The details of Aadhaar-based financial inclusion were captured in a document entitled ‘From Exclusion to Inclusion with Micropayments’ released by the UIDAI. This document served as a blueprint and guide for the implementation of Aadhaar-based payments over the next few years. Today, over 15,000 microATMs are deployed by various banks and India Post, and should the government have the will, this number can rise to 1 million installations going forward.

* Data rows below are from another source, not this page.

PR #204, opened 2017-11-30
Make config volumes read-only

bean5:
Because the fs doesn't need to be write-able.


antoineco:
Makes sense, thanks @bean5 :)

Issue #946, opened 2016-01-26
Coolprop for ACADO


adexcoca:
Hi,
I am using Coolprop developed for Matlab. Recently, I am working on model predictive control where I will generate the real time optimizer using ACADO toolkit developed for Matlab. Is it possible to use in the Coolprop inside my control code and autogenerate the real time optimizer? 

Thank you,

The NPCI, formally incorporated only a year before the Aadhaar programme was launched, played a major role in the development of Aadhaar-based payment systems for the retail sector. A.P. Hota, the CEO of NPCI, along with its board members, was closely involved in these efforts; in addition to Viral, A.P. Singh and Rajesh Bansal from the UIDAI were part of the project as well. As Dilip Asbe put it, the goal of this partnership was to ‘build payment systems for both Bharat and India’. The concept of using Aadhaar as a ‘financial address’ to deliver payments accurately—exactly the way a postal address ensures that you get letters meant for you—was further developed, culminating in the creation of the Aadhaar Payments Bridge (APB) and the Aadhaar Enabled Payment Systems (AEPS), for handling government and retail payments respectively. We discuss these systems in greater detail in subsequent chapters. The success of these systems can be gauged by the fact that in the month of January 2015 alone, the NPCI processed nearly 50 million government payments through the APB system, for a total value of over Rs 20 billion.

An ATM in every village

How can we bring banking facilities to the 600,000 villages in India that have mostly had none? Imagine a network of 1 million microATMs, operated by business correspondents—the local postmaster, the owner of the village grocery store—functioning exactly like the mobile top-up points that have mushroomed all over the country. Those 600,000 villages fall under roughly 250,000 gram panchayats. So if we assign three microATM-equipped business correspondents to every gram panchayat and the remainder to urban areas, we
would in effect have brought a bank to every doorstep in the country.

How would such a system work on the ground? The accompanying diagram outlines the process. The business correspondent is equipped with a microATM that also incorporates a biometric scanner, capable of reading fingerprints and performing iris scans. When a person wishes to withdraw money from their account, they go to the correspondent, who captures the customer’s Aadhaar number, biometric information and the payment details, and sends it to the appropriate bank. Once the customer’s identity is successfully verified, their account is debited, the correspondent’s account is credited, and the cash is handed over to the customer. The entire transaction is completed within a matter of minutes; the whole process is simple, efficient and cheap, and seems like child’s play compared to the hapless Ram’s travails to collect his wages.

How did integrating Aadhaar into the business correspondent model make it better than what was already out there? Existing solutions required that an individual’s fingerprints and banking data be stored on a smart card; creating and delivering these cards was an expensive process for banks. The data stored on the smart card was not available anywhere else, which meant that the person could not operate their account from a physical bank branch, could not use an ATM, and could not do business with a correspondent from any bank other than their own, unwittingly creating a monopoly in the market. This monopoly was worsened by the fact that employees of for-profit companies—for example, mobile service providers—were not allowed to function as business correspondents.